Replacing Softmax Similarity with a Sharpened Angular Similarity: Theory and Practice of Scaling To Billion-Context Attention
Sahil Joshi, Agniva Chowdhury, Amar Kanakamedala, Ekam Singh, Evan Tu, Anshumali Shrivastava
TL;DR
This work targets the quadratic bottleneck of Softmax Attention in long-context transformers by introducing RACE Attention, a linear-time attention mechanism built on a sharpened angular (cosine) similarity and randomized LSH-based sketches. It provides a principled RandNLA-informed analysis, showing how per-head sketch parameters control bias-variance trade-offs, and demonstrates through extensive experiments that RACE matches strong baselines on standard tasks while scaling to tens of millions of tokens on CPU and GPU. Key contributions include the angular kernel formulation, a three-stage linear-time algorithm, a rigorous error bound, and comprehensive scaling results that outperform state-of-the-art attention implementations at extreme context lengths.

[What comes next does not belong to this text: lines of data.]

Issue #172, opened 2026-07-30
termiod POC: open a remote Linux VPS from Mac (project + first session)


jiweiyuan:
## Parent
Part of #164. Depends on SSH deploy + remote attach working.

## Goal
From the Mac app (or thin CLI first), **open a remote Linux VPS** as a first-class host: pick SSH config host → ensure `termiod` is present → create/attach a session — without the user manually ssh’ing and running tmux.

This is the product answer to “support open new linux vps remotely,” scoped to **existing SSH hosts** first. Cloud “create droplet” is optional stretch.

## In scope (MVP)
- [ ] CLI: `termio remote open <ssh-host> [--path <cwd>] [--agent claude|shell]`
  - ensures deploy (calls setup if binary missing/old)
  - creates session on remote termiod
  - attaches or prints session id for Mac UI later
- [ ] Mac UI (minimal): “Open remote host…” sheet
  - Host = `~/.ssh/config` alias (no credential UI)
  - Remote cwd default `~`
  - Optional agent picker
  - Creates a Project/session row that attaches via SSH→termiod (not bare `ssh -tt`)
- [ ] Sidebar badge: remote host sessions distinguishable from local
- [ ] Honest degraded panes: hide local-only file tree for remote until #105 (or show placeholder)

## Stretch (explicitly optional)
- [ ] “Provision new VPS” via user-supplied cloud token (Hetzner/DO/…) — **not required for MVP**
- [ ] Tailscale discovery of hosts advertising termiod

## Out of scope
- Full remote file browser write-back
- iOS direct-to-VPS without Mac
- Multiplayer sharing

## Acceptance
- [ ] User with working `ssh my-vps` can open a durable remote agent session from termio in ≤3 clicks / one CLI command
- [ ] Closing Mac does not kill the remote agent
- [ ] Reopen Mac → session still in list → reattach works
- [ ] No requirement that the user install tmux on the VPS

## Design refs
- #164 Phase 2 success metrics
- `docs/design/remote-projects.md` (UI shape; backend becomes termiod not ssh+tmux)
- `docs/design/termiod-session-mux.md` Phase 2

jiweiyuan:
**CLI MVP shipped in draft PR #177.**

- [x] `termiod remote open <ssh-host> [--cwd <dir>] [--agent shell|claude|codex] [--name <n>]`: ensures `termiod` is deployed (deploys if missing), **creates a durable remote session**, then attaches. One command.
[...]

Issue #171, opened 2026-07-30
termiod POC: SSH deploy + remote attach on Linux VPS


jiweiyuan:
## Parent
Part of #164. Depends on local Rust host landing in the sibling POC issue (local Unix socket attach).

## Goal
Deploy **`termiod` to a Linux VPS over SSH** and attach remotely with the **same protocol** as local — transport is system OpenSSH only (no custom crypto).

## In scope
- [ ] Cross-compile or build `termiod` for `linux-x86_64` / `linux-aarch64`
- [ ] `termio remote setup <ssh-host>` (or `termiod deploy`) that:
  - SSHs with user’s config/keys
  - installs binary to `~/.local/bin/termiod` (or configurable)
  - starts/restarts user-level service **or** on-demand socket activation / first-attach spawn
- [ ] Remote attach path: `ssh -T host -- termiod attach <id>` (or stdio bridge)
  - Prefer **stdio bridge** over inventing TCP listen on 0.0.0.0
- [ ] Reuse ControlMaster / `RequestTTY` patterns from zmx docs where attach is interactive
- [ ] Session survives SSH disconnect (daemon on VPS owns PTY)
- [ ] Document security: no public port by default; SSH is the ACL

## Protocol
Same v0 as local:
- control + raw PTY
- detach ≠ kill
- list/create/kill over the SSH-tunneled control channel

## Out of scope
- Provisioning a brand-new VPS from a cloud API (next issue)
- Phone direct-to-VPS
- Remote file tree (#105 long-term)
- Grid-diff wire

## Acceptance
- [ ] From Mac: deploy to an existing SSH host in `~/.ssh/config`
- [ ] Start agent/shell session on VPS; disconnect laptop; reconnect and reattach
- [ ] `list` from Mac shows remote sessions
- [ ] No tmux/zellij required on the host for this path

## Design refs
- #164 Phase 2
- `docs/design/termiod-session-mux.md` §4.5 SSH boundary
- `docs/design/remote-projects.md` (interim — this issue supersedes tmux wrap as target)
- zmx SSH workflow (inspiration only)

## Deploy sketch
```
Mac                          Linux VPS
termiod-cli ── ssh ──► termiod (user service)
                  attach/list/create over stdio or ControlMaster mux
```

jiweiyuan:
**Shipped in draft PR #177** (same v0 protocol as local; transport is system SSH only).

[...]

Issue #170, opened 2026-07-30
termiod POC (Rust): local durable PTY host over Unix socket


jiweiyuan:
## Parent
Part of #164 (`termiod` session mux).

## Goal
Ship a **Rust POC** of `termiod` that owns PTYs on the local machine, so detach ≠ kill and a thin client can attach over a Unix socket.

This is the **language spike** for open decision #1 in #164: **Rust for the Linux-first host binary**. Mac GUI integration is out of scope for this issue — CLI client only.

## Why Rust
- Cross-compile cleanly to Linux (deploy target for Phase 2).
- Fits herdr / shpool-class prior art; solid PTY + async ecosystem (`tokio`, `nix`, `portable-pty` / `tokio-pty`).
- Isolation + long-lived process safety for a never-die host.
- Superlogical uses Go for networking — we accept that; our wedge is agent-native later, not matching their stack.

## In scope
- [ ] New git worktree for isolated POC work (e.g. `termiod-poc` branch)
- [ ] Crate layout: `termiod` (daemon) + `termio-session` or CLI subcommand client
- [ ] Multi-session table: create / list / kill
- [ ] Spawn PTY + shell/agent argv; reap on kill
- [ ] Unix socket server (path: `$XDG_RUNTIME_DIR/termiod/…` or uid-scoped tmp)
- [ ] Protocol **v0**: control frames (JSON or length-prefixed text) + **raw PTY binary** stream
- [ ] `attach` / `detach` (detach leaves session alive)
- [ ] Multi-client fan-out of PTY output (read-only second clients OK; single writer default)
- [ ] Resize (`TIOCSWINSZ`) with newest-client claim
- [ ] `send` / `run`-style inject without full interactive attach
- [ ] Smoke tests: attach → type → detach → reattach still has process; quit client, session lives

## Out of scope (this issue)
- libghostty-vt snapshot / scrollback restore (Phase 3 / follow-up)
- SSH deploy / remote VPS (# follow-up child)
- Mac app / iOS Companion wiring
- Agent status (`needs-you`) — host metadata later
- Windows host

## Architecture (steal from zmx, not tmux)
```
client ── unix socket ── termiod
                           ├── session table
                           └── per session: PTY owner + byte fan-out
```
- Hot path = raw bytes over socket (zmx lesson).
- No window/pane manager inside the daemon.
- VT sidecar later; not required for POC accept.

## Acceptance
- [ ] `termiod serve` (or auto-daemonize) stays up after all clients disconnect
[...]

Issue #164, opened 2026-07-30
termiod: agent-native session mux (durable PTY host + multi-client attach)


jiweiyuan:
## Summary

Build **`termiod`** — a multi-session **PTY host / session mux** so every agent or shell lives independent of the Mac window. Mac GUI, iOS Companion, CLI, and remote VPS all become **attach clients** of the same host.

**Design doc (source of truth):** `docs/design/termiod-session-mux.md`  
Parent architecture: `docs/design/session-daemon-architecture.md`

## Why

Today sessions die with the GUI, remote is second-class (`ssh -tt` hacks), and iOS attaches by tapping into **app-owned** PTYs. Superlogical is building a generic mux foundation; herdr/cmux/tmux solve slices of this. termio already has the ADE surface (Mac + iOS + agent status + `termio sessions`). The missing piece is the **host boundary**.

**Thesis:** Superlogical builds the highway; we already drive the car. Move the engine out of the dashboard so the car runs on any road.

## POC track (active) — Rust + SSH remote

**Decision (2026-07-30):** spike the host in **Rust**, isolated git worktree, then deploy over **system SSH** to Linux. Do not invent a network stack.

| Issue | Outcome |
| --- | --- |
| **#170** | Local durable PTY host (Unix socket, protocol v0 raw PTY) |
| **#171** | SSH deploy + remote attach on existing Linux VPS |
| **#172** | Open remote Linux VPS from Mac/CLI (project + first session) |

Full plan comment: see latest comment on this issue.

Suggested worktree:
```bash
git worktree add ../termio-termiod-poc -b termiod/rust-poc
```

## Goals (v1)

- [ ] Session lifecycle independent of any viewer (`termiod` owns PTYs)
- [ ] One Session Protocol for Mac / iOS / CLI (promote Companion wire → v0)
- [ ] Local durable host (quit app → agents keep running)
- [ ] Remote host via SSH transport (VPS/devbox agent runtime)
- [ ] Agent status (working / idle / needs-you) produced **on the host**

## Non-goals (v1)

- Generic “multiplexer for all work” platform
- New SSH/mosh/QUIC stack
- Multiplayer product (multi-**viewer** is enough)
- Grid-diff wire on day one (raw PTY v0 is fine)
- Windows host
- Cloud “provision new droplet” on day one (open **existing** SSH hosts first; stretch later)

## Phases

| Phase | Outcome | Tracking |
| --- | --- | --- |
[...]

PR #177, opened 2026-07-30
termiod: durable PTY session host (Rust POC) — #170/#171/#172

jiweiyuan:
> [!NOTE]
> **Updated 2026-08-15 — CI builds termiod now, and the Linux binary has run on a real VPS.**
>
> - **`.github/workflows/termiod.yml`.** No workflow mentioned termiod or cargo before this, so the ghostty pin and the Zig requirement were verified on one laptop and nowhere else. Two jobs, both green on this PR: **macos** installs Zig 0.16.0 by published checksum, points it at the Command Line Tools SDK (Xcode's libSystem is arm64e-only and Zig cannot link against it), then runs `cargo build`, `cargo test`, both smoke suites, and the `aarch64-unknown-linux-musl` release cross build — asserting the result really is a static ARM ELF. **linux** (`ubuntu-24.04-arm`) runs the same suite natively on the platform termiod deploys to. 42 unit + 4 integration tests and both smoke suites pass on each.
> - **`.cargo/config.toml` no longer names a home directory.** Both musl targets linked through an absolute `/Users/…/gcc-ld/ld.lld` path that exists on no other machine, CI included. They now name `rust-lld`, which rustc resolves out of the active toolchain's sysroot, with `linker-flavor=ld.lld` because lld's generic driver will not guess its own entrypoint.
> - **Run natively on `ukvps`** (Ubuntu 24.04, aarch64) against the ghostty `9d8fbd1` engine: the cross-built musl binary passes **84 local + 8 remote** smoke checks there. Note for anyone building *on* that box: Zig's TLS client cannot reach `deps.files.ghostty.org` from it (`ziglang.org` and `github.com` are fine), so a native build there needs a pre-seeded `GHOSTTY_ZIG_SYSTEM_DIR`. GitHub's runners fetch it without trouble.
> - **The flag-off default path is unchanged.** A packaged universal `termio.app` launched without `TERMIO_TERMIOD=1` spawns its session shell as a direct child on a pty — the existing `PTYProcess` path. No `termiod` process starts, the daemon socket's mtime never moves, and the app holds no socket to it.

> [!NOTE]
> **Updated 2026-08-13 — the VT engine is a dependency now, not a vendored tree.** The diff drops from **2,406 files / 814,563 insertions** to **104 files / 19,675 insertions**.
>
> - **`termiod/spike/` deleted** (1,155 files, 397k lines). Both proofs — the alacritty `vt-sidecar` reference and the libghostty-vt `vt-ffi` gate — were standalone binaries outside the workspace, and each carried its own copy of the vendored ghostty tree. They stay reachable at `bc36438`.
> - **`termiod/vt/vendor/` deleted** (1,147 files, 397k lines) along with its hand-rolled `build.rs`. Only `src/terminal`, `unicode`, `simd` and `datastruct` ever reached `-Demit-lib-vt`; the rest was ghostty the app — renderer, font, apprt, config — plus `pkg/` shims for freetype, harfbuzz, glslang and the like. The engine now comes from the `libghostty-vt` crate, which owns the Zig build and the FFI. For reference: herdr vendors the same tree, cmux uses a git submodule plus its own in-repo `ghostty-vt-sys`; neither commits 400k lines twice.
> - **`vt/src/lib.rs`: 910 lines of raw FFI → 443 with zero `unsafe`.** `termiod-vt`'s public surface is unchanged, so `termiod/src/**` needed no edit at all. bindgen and the host `libclang` requirement are gone; Zig 0.15.2 on `PATH` is still required (`libghostty-vt-sys` invokes `zig` by name and honours no `ZIG` override).
> - **`LIBGHOSTTY_VT_SYS_OPTIMIZE=ReleaseFast`** in `termiod/.cargo/config.toml`. The crate otherwise mirrors the Cargo profile, and a Zig `Debug` VT parses too slowly for the sidecar to drain a flood: writes queue ahead of the attach snapshot, `S` never lands, and clients fall back to ring replay. The old `build.rs` forced `ReleaseFast` unconditionally, which is why the vendored build never hit this.
> - **New `termiod/tests/join_invariant.rs`** pins invariant JOIN (§C.5) against a live 200k-line flood — one boundary per attaching client, no gap, no duplicate, no effect on other clients. It is what caught the `Debug`-engine regression above.
> - **Zig 0.16 is not reachable by bumping the pin.** `libghostty-vt-sys` ships pre-generated bindings, so building a different ghostty silently mismatches struct layouts. ghostty `ab0b9da9` corrupts the heap — unrelated `HashMap`s spin forever in the probe loop — and `9d8fbd1`, the ghostty `libghostty-swift` 1.0.16 ships, fails the JOIN invariant plus two snapshot/scrollback smoke checks. Host/client VT parity needs a fork that regenerates bindings against the ghostty it builds, tracked separately.
>
> Verified on macOS-arm64: 42 unit + 2 integration tests, 82 local smoke checks, 8 remote smoke checks, and a static `aarch64-unknown-linux-musl` release ELF.

> [!NOTE]
> **Updated 2026-07-31 — the branch has grown past the v0 POC described below.** Shipped since the original description:
>
> - **Protocol v0.1**: `hello` + capability negotiation, `seq`/`re` request ids, typed error model, `E` event frames, `send`/`wait`, `workstream` in CreateSpec. Live-verified on a real VPS (`ukvps`, aarch64 static-musl): detach ≠ kill across hard disconnect, 12.1 ms median keystroke echo.
> - **#180** — `bytes::Bytes` zero-copy fan-out + bounded 4 MiB per-client backlog (slow clients dropped + logged, RSS bounded).
> - **#179** — non-interactive `attach --observe` (pure copy-to-stdout, never claims the writer); fixes 0-bytes-over-SSH scripting.
> - **Anti-100× benchmark** (`termiod/bench/`): termiod's tee holds 4–6× tmux throughput on the Mac, 16–24× on the VPS; tmux loses ~50% plain→ANSI while termiod barely moves.
> - **#181 v1 VT sidecar** (engine decision: **libghostty-vt**, FFI'd via the new `termiod/vt` crate — same VT as every termio client, fidelity parity):
>   - **Phase 1a**: snapshot-on-attach — per-session VT sidecar thread fed off the hot path; one versioned binary `S` frame (16-byte engine-neutral wire cells) + `ready` event, capability-gated (`snapshot`), exact in-band byte boundary (unit-proven), ring-replay fallback. `fan_out` never blocks on VT parse.
>   - **Phase 1b**: resize is a barrier — quiesce → resize → fresh `S` → resume; `TIOCSWINSZ` failure surfaced as a typed error instead of swallowed; stale in-flight snapshots superseded by `request_id`; promoted writers reclaim size via `ResizeClaim`.
> - Suites: **48 local + 8 remote smoke checks, 10+4 unit tests** — green on macOS-arm64 and native aarch64-musl (ukvps).
>
> **Remote UI landed** (`55b2734`+`8e86866`): per-project `+` ▸ **New Remote Terminal** picks an `~/.ssh/config` host and opens a shell running there (auto-deploys termiod if missing); project right-click **Clone on Remote…** clones the repo onto the host via `ssh … git clone` and opens a terminal in it. Per-session remote host/cwd, all gated behind the opt-in flag — local path byte-identical. This is the remote feature made usable from the app, not just the CLI.
>
> **Remote sessions in the app now work over SSH** (`b91d180`): `TermiodSessionLink` gained a transport seam — local Unix socket or an `ssh <host> termiod stdio` pipe. With `TERMIO_TERMIOD_REMOTE=<host>`, an agent runs on a Linux box and the Mac attaches over SSH, reusing the whole snapshot-repaint client unchanged. Verified end-to-end against a real VPS (hello → attached → S snapshot → ready over `ssh`). This is the differentiated feature — your agent lives on the server, the window is just a view.
>
> **`termiod stdio` bridge landed** (`cbe9e23`): the framed protocol now crosses SSH byte-identical (`ssh <host> termiod stdio`), proven by a deterministic Rust integration test. This is the enabler for remote sessions *in the app* — the differentiated feature — reusing the Mac client below over an SSH pipe instead of the local socket.
>
> **Mac app is now an attach client (#170, in progress).** `TERMIO_TERMIOD=1` runs terminal sessions inside the local termiod daemon; quitting termio detaches instead of killing, and relaunch reattaches by session UUID (same pid) with a clean `S`-snapshot repaint of the current screen — the "quit the app, your agent keeps working" demo. New Swift client in `Sources/termio/Terminal/Termiod/`. Verified at the code layer (build + decode/render against a real captured daemon S frame); the live GUI recording is pending.
>
> Continuity doc for orchestration: `termiod/HANDOFF.md`. Landed since: **Phase 1c** (`attached` carries authoritative rows/cols) and **Phase 1d** (staged scrollback — `H` frames, newest-first, capture-at-boundary via libghostty-vt history grid refs, 1 MiB cap, `snapshot`+`scrollback` caps). **Phase 1e** landed too: capability-gated `G` dirty-row diffs (v1.1 plane) — `grid_diff` clients get S keyframes + dirty-row `G` frames instead of raw `D` (zero D backlog), single ordered sidecar channel prevents S/G reordering, periodic keyframes, raw clients byte-for-byte unaffected. #181's protocol ladder (S → H → G) is complete; QUIC stays gated on measured need.

Rust POC of **termiod**, the durable PTY session host from the epic #164. One binary is both daemon and client; sessions live in the daemon and outlive every viewer. **Detach ≠ kill.** Everything lands under `termiod/` at the repo root so it doesn't touch the SwiftPM app.

Scope follows the design docs' v0: **raw PTY bytes over a socket**, no VT/grid snapshot, no custom crypto (remote = system SSH stdio). The zmx lesson — session persistence only, no in-daemon window manager.

### #170 — local durable host ✅ (acceptance fully met, 16/16 smoke checks)
- protocol v0: framed `[kind][len][payload]` — control JSON + raw PTY data + resize
- PTY spawned with the **login_tty shape** (setsid + TIOCSCTTY) so agents reflow on resize; async read/write with a **dedicated writer task** that avoids the documented PTY write deadlock
- session actor: multi-client output **fan-out**, **single-writer** input with **newest-client claim**, **TIOCSWINSZ** resize, recent-output **ring replay** on (re)attach
- daemon: session table + Unix socket under `$XDG_RUNTIME_DIR/termiod/` (0600), auto-starts on first client op
- CLI: `serve` / `create` / `list` / `kill` / `send` (inject w/o attach) / `attach` (create-on-missing, Ctrl-\ detaches)
- `smoke_test.py`: attach→type→detach→**survives**→reattach same pid; fan-out; single-writer; resize; inject; kill — **all green**

### #171 — SSH deploy + remote attach ✅ (transport verified; cross-arch install documented)
- **cross-compiles to static musl Linux** (x86_64 + aarch64) with the bundled `rust-lld` — no musl-gcc / zig / Docker (`.cargo/config.toml`)
- `remote deploy` (uname-detect → build/`--bin` → scp → verify), `remote list`, `remote attach` over `ssh -t` stdio
- daemon auto-starts detached (setsid) on the remote, so a session **survives SSH disconnect** for free
- `DEPLOY.md`: cross-compile, optional systemd `--user` unit, security model (Unix socket only, SSH is the ACL)

### #172 — open remote host (CLI MVP) ✅
- `remote open <host> [--cwd --agent --name]`: ensure deployed → create durable remote session → attach, one command, `~/.ssh/config` only
- `remote_smoke_test.py`: 8 checks through a fake-ssh transport shim (list, open, survives disconnect, reattach same pid) — **green**

## Not in this POC (by design)
- libghostty-vt grid snapshot / scrollback restore (later phase)
- Mac app / iOS wiring, host-side agent status
- Real cross-arch scp/install is verified only by the static-ELF build + manual `DEPLOY.md` steps (no Linux VPS available in this session; loopback sshd needs a key I didn't add unprompted)

## Test
```sh
cd termiod && cargo build
python3 smoke_test.py          # #170, 16 checks
python3 remote_smoke_test.py   # #171/#172 orchestration, 8 checks
```

Part of #164. Draft — remote paths want a real Linux VPS pass before merge.

## Release Notes:

Internal only — `termiod` is not yet wired into a shipping build. No user-facing change.


jiweiyuan:
## Architecture framing (Superlogical-clean)

Pushed `docs(termiod): Superlogical-clean host · protocol · clients architecture` so the POC reads as a **session host**, not a CLI product.

**Three parts only** (see `termiod/ARCHITECTURE.md` + `docs/design/termiod-session-mux.md` §0 / §4):

| Part | Role |
| --- | --- |
| **Host** (`termiod serve`) | Owns PTYs / sessions |
| **Protocol** | Transport-agnostic attach contract |
| **Clients** | Mac / iOS / CLI viewers |

**Rules:** local = remote to localhost · SSH is a pipe · PTY only on the host · no nested WM · no invented crypto.

Mirrors Superlogical’s *durable session as the missing layer* sequence, with termio’s narrower agent-native wedge.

The practical impact is a viable path to billion-token contexts on commodity hardware, with potential extensions to inference-only use and GPU-accelerated kernels.
Abstract
Softmax Attention has a quadratic time complexity, which becomes prohibitive to run at long contexts, even with highly optimized GPU kernels. For example, FlashAttention (an exact, GPU-optimized implementation of Softmax Attention) cannot complete a single forward-backward pass of a multi-head attention layer once the context exceeds ~4 million tokens on an NVIDIA GH200 (96 GB). We introduce RACE Attention, a kernel-inspired alternative to Softmax Attention that is linear in sequence length and embedding dimension. RACE Attention replaces the exponential kernel with a sharpened angular (cosine) similarity, and approximates attention outputs via randomized projections and soft Locality-Sensitive Hashing (LSH). Across language modeling, masked language modeling, and text classification, RACE Attention matches the accuracy of strong baselines while reducing runtime and memory. In a controlled scale test, it processes up to 12 million tokens during a single forward-backward pass on an NVIDIA GH200 GPU and 75 million tokens on an Intel Xeon Gold 5220R CPU, well beyond the practical limits of the current state-of-the-art attention implementations. RACE Attention thus offers a practical, theoretically grounded mechanism for outrageously long context windows on today's hardware. We hope that it gets adopted in practice.